___ Material shown

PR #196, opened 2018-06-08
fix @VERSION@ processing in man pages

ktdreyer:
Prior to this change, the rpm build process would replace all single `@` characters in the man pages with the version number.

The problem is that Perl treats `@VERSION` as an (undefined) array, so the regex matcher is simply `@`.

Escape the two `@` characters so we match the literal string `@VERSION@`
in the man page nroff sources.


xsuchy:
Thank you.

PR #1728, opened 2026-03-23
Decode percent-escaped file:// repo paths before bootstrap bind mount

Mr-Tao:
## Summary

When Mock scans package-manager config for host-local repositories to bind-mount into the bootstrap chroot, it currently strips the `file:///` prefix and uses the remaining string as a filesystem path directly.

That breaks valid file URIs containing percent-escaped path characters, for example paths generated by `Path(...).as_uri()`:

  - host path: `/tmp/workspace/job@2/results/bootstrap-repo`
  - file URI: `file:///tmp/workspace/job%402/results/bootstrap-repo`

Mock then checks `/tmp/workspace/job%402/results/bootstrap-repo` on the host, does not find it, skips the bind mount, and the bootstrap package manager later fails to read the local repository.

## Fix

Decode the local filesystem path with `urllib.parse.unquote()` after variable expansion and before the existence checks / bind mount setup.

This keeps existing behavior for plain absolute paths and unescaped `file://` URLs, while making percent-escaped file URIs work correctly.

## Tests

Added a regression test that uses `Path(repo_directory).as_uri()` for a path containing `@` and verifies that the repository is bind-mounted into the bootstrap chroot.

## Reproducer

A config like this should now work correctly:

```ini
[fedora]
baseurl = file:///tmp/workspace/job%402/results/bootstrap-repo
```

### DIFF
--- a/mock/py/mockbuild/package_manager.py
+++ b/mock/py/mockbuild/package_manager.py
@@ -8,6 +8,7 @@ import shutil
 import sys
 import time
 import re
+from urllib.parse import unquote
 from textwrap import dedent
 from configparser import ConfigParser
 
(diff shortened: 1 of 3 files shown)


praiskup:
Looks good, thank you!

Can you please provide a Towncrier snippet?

______
___ Material shown

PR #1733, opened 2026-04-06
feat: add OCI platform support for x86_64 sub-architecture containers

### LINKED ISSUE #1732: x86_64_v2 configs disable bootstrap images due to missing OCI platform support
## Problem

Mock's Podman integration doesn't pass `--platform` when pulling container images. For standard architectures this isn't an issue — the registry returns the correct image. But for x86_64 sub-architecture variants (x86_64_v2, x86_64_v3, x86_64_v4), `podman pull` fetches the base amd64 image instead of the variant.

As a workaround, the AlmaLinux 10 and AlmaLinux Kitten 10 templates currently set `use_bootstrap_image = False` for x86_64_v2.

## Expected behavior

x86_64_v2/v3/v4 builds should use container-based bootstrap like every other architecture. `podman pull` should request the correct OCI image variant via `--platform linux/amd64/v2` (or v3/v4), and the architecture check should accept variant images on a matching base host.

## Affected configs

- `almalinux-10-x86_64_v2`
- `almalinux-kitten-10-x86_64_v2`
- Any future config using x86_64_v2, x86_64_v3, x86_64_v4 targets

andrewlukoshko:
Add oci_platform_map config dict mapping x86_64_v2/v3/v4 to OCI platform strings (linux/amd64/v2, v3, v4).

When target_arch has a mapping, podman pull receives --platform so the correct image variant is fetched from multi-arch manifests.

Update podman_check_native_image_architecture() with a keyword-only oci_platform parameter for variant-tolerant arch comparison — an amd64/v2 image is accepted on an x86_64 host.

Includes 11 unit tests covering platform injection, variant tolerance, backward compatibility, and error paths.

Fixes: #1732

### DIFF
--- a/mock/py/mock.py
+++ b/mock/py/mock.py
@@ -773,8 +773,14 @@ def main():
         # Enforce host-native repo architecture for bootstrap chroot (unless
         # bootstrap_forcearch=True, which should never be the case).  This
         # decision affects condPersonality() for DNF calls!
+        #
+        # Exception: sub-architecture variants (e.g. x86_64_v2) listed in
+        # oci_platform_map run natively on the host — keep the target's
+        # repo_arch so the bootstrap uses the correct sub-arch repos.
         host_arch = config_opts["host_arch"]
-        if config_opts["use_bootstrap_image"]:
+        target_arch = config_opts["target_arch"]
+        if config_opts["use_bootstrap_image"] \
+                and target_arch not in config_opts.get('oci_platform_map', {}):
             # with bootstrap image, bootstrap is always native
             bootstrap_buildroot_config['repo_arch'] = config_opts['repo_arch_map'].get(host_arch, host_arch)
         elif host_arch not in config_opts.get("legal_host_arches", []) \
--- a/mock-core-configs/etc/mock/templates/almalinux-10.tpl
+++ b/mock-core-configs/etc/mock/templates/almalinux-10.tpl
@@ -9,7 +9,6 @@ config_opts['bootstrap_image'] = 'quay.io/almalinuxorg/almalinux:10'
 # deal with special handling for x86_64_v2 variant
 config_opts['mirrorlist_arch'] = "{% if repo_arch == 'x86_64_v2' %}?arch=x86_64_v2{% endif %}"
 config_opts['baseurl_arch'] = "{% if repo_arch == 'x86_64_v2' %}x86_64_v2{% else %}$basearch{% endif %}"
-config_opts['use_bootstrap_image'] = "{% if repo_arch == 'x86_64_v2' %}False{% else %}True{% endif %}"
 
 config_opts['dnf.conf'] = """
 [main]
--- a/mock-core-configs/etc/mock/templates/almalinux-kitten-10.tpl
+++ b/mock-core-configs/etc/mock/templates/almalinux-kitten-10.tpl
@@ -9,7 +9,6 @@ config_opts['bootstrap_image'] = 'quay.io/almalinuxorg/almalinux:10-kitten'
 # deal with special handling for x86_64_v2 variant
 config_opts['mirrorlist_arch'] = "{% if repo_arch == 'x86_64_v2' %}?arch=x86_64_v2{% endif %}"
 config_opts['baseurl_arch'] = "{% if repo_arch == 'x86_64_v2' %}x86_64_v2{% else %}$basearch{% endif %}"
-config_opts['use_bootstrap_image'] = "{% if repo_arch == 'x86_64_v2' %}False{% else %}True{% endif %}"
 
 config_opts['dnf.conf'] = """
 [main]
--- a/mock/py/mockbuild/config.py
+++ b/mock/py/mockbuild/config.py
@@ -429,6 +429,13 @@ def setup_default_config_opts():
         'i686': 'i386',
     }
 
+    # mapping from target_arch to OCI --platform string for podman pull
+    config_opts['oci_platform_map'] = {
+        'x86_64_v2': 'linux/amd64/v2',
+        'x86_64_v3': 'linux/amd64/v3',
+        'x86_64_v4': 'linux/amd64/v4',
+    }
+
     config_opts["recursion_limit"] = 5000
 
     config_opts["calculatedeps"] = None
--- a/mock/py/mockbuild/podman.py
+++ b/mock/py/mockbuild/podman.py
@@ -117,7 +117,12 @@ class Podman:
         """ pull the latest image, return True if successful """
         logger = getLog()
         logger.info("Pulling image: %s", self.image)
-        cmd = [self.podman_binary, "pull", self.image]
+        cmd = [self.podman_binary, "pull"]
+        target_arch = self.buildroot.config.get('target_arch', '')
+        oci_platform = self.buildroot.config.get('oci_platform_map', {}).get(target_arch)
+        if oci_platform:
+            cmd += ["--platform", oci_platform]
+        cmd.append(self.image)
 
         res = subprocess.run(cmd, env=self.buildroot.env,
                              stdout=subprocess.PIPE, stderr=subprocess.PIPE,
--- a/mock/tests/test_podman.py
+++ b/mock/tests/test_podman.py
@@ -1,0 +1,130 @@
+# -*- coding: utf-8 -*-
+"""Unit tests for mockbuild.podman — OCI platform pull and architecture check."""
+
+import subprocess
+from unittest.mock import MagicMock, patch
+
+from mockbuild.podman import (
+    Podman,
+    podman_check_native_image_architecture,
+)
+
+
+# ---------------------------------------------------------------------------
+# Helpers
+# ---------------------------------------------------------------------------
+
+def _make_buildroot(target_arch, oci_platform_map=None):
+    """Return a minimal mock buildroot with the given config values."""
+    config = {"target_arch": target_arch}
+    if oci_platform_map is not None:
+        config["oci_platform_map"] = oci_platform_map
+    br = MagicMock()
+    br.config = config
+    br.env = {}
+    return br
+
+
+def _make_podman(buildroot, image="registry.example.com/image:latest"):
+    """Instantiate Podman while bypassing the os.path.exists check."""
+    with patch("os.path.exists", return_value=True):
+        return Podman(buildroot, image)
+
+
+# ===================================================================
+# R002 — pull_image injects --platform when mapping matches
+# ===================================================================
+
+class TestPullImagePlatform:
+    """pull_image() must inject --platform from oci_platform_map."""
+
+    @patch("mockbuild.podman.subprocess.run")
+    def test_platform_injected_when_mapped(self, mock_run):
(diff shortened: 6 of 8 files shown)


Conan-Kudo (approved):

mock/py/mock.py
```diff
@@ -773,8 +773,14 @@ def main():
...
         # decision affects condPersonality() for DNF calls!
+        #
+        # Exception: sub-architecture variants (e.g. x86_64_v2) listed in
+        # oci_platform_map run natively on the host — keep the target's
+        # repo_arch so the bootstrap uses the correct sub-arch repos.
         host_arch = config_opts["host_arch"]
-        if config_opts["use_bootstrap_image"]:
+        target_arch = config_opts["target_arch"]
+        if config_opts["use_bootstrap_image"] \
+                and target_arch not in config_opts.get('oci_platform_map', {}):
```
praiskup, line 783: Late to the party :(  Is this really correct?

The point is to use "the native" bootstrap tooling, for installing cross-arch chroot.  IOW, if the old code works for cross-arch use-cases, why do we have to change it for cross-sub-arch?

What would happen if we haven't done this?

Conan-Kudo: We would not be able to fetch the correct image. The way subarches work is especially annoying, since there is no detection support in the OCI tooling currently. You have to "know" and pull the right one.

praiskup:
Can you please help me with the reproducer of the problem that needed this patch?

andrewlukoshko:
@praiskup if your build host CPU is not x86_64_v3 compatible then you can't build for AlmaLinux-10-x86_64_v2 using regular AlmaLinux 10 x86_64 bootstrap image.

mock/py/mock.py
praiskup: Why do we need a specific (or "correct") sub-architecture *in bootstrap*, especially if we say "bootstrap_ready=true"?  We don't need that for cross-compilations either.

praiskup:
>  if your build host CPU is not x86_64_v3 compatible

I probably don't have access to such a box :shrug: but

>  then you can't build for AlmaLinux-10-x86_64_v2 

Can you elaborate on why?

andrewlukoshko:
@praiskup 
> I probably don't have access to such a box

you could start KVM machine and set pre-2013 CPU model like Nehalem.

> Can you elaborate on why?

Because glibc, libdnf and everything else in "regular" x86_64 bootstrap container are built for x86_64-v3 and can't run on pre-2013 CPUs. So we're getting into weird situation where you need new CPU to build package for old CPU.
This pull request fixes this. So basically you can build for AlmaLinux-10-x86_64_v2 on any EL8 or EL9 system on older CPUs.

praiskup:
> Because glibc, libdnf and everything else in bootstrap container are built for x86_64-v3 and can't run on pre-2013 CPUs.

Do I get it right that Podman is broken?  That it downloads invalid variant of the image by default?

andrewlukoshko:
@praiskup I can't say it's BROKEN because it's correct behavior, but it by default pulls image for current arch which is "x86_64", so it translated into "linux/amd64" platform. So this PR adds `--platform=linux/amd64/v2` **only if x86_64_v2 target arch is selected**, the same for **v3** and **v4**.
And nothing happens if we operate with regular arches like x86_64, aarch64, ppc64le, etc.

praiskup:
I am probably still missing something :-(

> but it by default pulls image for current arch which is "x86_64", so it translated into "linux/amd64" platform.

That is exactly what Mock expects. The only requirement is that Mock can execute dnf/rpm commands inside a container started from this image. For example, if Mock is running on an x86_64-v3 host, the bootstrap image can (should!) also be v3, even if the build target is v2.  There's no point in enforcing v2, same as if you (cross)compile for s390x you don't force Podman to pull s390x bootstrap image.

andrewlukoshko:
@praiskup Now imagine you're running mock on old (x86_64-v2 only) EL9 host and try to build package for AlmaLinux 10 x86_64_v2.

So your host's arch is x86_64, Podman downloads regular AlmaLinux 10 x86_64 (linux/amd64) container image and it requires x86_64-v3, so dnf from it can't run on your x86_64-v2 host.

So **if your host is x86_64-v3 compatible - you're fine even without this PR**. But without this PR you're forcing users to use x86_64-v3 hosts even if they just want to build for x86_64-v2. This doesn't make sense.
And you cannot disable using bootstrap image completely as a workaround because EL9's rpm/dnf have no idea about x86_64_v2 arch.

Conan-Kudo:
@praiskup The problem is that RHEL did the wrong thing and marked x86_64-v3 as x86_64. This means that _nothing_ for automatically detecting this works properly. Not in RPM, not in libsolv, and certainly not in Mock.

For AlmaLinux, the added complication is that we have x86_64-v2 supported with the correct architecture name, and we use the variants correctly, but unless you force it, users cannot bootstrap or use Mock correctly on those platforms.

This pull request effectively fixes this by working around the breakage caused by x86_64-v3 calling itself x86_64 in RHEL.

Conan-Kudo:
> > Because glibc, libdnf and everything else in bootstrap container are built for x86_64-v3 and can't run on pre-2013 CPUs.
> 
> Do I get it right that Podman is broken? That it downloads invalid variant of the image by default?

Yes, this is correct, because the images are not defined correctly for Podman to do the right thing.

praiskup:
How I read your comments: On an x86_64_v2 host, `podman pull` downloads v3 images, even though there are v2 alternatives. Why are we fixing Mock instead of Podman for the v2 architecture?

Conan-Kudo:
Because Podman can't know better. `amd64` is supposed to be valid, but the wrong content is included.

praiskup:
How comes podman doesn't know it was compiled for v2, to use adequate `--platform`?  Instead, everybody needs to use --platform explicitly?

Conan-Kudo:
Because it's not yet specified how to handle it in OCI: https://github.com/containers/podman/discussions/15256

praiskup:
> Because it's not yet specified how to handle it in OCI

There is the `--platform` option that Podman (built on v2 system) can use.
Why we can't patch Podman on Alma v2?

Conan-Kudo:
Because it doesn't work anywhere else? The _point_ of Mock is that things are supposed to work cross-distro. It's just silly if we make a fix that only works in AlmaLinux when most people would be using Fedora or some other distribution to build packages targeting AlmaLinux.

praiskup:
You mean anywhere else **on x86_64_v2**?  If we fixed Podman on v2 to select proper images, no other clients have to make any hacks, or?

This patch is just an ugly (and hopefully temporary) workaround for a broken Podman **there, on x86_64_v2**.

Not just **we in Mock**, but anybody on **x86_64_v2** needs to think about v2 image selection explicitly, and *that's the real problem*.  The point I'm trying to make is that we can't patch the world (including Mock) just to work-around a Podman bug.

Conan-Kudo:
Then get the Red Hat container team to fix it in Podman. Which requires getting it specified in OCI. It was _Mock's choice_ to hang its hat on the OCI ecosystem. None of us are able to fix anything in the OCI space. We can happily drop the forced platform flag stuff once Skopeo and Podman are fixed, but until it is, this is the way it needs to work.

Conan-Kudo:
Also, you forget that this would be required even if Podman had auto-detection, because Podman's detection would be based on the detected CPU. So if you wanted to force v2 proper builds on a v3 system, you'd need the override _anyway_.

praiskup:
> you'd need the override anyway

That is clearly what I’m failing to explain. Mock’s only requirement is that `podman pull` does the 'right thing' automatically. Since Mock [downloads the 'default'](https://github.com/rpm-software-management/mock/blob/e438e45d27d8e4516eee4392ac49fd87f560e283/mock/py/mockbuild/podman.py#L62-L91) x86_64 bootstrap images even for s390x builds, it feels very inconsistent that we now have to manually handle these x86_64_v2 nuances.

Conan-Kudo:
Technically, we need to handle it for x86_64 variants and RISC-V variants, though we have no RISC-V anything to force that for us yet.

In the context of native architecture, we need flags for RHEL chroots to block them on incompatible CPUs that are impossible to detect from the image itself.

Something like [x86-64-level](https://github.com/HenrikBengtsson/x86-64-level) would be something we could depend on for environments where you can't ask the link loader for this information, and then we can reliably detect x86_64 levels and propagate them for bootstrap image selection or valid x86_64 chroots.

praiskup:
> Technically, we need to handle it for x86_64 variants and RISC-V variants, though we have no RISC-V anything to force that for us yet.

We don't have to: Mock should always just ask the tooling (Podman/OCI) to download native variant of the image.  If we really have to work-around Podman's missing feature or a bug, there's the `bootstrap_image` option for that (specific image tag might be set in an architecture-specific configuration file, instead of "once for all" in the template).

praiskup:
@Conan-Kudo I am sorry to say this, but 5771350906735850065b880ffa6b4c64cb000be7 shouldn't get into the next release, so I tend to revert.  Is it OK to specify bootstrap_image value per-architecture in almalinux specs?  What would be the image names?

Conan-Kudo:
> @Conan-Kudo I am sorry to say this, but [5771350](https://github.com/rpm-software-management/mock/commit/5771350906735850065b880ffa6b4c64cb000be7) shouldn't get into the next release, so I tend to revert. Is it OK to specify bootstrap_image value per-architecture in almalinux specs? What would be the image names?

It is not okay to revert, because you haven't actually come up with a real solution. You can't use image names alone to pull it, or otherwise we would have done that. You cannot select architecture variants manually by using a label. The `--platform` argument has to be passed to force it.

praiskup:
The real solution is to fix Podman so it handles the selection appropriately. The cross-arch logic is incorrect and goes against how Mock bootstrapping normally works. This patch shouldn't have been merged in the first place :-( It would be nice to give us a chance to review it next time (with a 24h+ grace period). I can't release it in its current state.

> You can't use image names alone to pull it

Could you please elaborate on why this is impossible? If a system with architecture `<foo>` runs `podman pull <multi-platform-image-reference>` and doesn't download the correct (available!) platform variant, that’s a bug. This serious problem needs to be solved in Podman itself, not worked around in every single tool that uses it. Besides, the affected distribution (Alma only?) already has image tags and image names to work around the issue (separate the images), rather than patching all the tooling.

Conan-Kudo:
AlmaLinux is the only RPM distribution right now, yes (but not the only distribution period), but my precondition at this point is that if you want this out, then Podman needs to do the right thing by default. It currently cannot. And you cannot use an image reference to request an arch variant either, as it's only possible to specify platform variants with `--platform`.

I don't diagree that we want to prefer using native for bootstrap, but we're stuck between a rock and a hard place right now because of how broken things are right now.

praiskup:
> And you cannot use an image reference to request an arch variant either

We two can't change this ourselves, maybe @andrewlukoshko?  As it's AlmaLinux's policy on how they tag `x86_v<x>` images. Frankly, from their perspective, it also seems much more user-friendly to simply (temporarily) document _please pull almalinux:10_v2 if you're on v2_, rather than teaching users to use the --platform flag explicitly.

______

● **Exercise**
Search the data for the string "percent" and say how many lines include it, giving only the number.

● **Your solution**
3